William Turner Gallery
December 5, 2020 – February 27, 2021
Moses’ paintings are complex imbroglios that defy understanding. While his process is additive, it is impossible to reverse engineer the construction of the images. Fascinated by the micro and the macro, the geologic and the galactic, Moses references nature and its dynamic forces, creating abstract works that explore basic color relationships while simultaneously suggesting lava or river flows as well as star trails in the night sky. Moses often starts small, creating studies for his larger works where he determines color relationships and the possible flow of the paint.
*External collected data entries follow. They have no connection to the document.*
PR #1845, opened 2021-01-19
Fix regression to loadTelemetryConfig introduced in 2.3.0

tsachiherman:
## Summary

As part of a refactoring effort in https://github.com/algorand/go-algorand/pull/1709, a small bug was introduced that changed the intended behavior of `loadTelemetryConfig`. This PR restores the previous behavior and adds a unit test for that.

## Test Plan

Unit test added.

### DIFF
--- a/logging/telemetryConfig.go
+++ b/logging/telemetryConfig.go
@@ -133,8 +133,9 @@ func loadTelemetryConfig(path string) (TelemetryConfig, error) {
 		return createTelemetryConfig(), err
 	}
 	defer f.Close()
-	cfg := createTelemetryConfig()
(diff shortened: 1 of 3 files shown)


onetechnical:
This sounds right to me. Were you able to verify the negative case in testing?

tsachiherman:
> This sounds right to me. Were you able to verify the negative case in testing?

You mean to verify that without the fix to `loadTelemetryConfig` the unit test consistently fail ? yes, of course. I also went back to 97673c3f ( the commit prior to  #1709 ), and confirmed that the unit test passes there.

algonautshant (approved):
Looks good.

A wall of seven 20-inch acrylic on lucite hexagon panels serves as an index to the larger pieces where Moses carefully enlarges and perfects his method.
Circular works like Geodesy 1505 (2019) and Geodesy 1508 (2020) both 72 inches in diameter have the feel of abstracted planets seen from afar where fields of contrasting colors: magentas, blues and yellows in Geodesy 1508 and blues, purples and greens in Geodesy 1505; oscillate, flowing from the center of the tondo in controlled arcs toward the edges. While the circular works seem like planets —contained worlds of imagined colors— the hexagons are less reminders of the natural world than the history of abstraction and color field painting.
Moses’ concave paintings, including Nocturne 1502 (2020) and Geomorphology 1707 (2019) are large rectangles with arced surfaces that accentuate the idea of a horizon line or a vanishing point within an abstracted landscape. Within these mysterious and luminous spaces, Moses explores tensions and energies created from expanses of interlocking colors that flow across the canvases. In Geomorphology 1707 (2020) a striation of white splits the composition into two halves. Above could be sky, below sea. Though not mirror images, the top and bottom portions of the painting have similar ripples of blue, green and yellow-orange curvilinear striations that suggest celestial storm surges or spiraling vortexes being swallowed into the sea.
Moses is a master at his craft and his evocative and intriguing paintings allow viewers to get lost in the unknowns of abstraction and delight in the power of overlapping and contrasting colors that undulate atop the paintings. Because of their size, the paintings have a commanding presence and dominate the viewer’s field of view— which becomes an open invitation to enter into Moses’ world and to remain there as long as they are able. What they see and what they take away is dependent on how easily they are open to the idea of transcendence.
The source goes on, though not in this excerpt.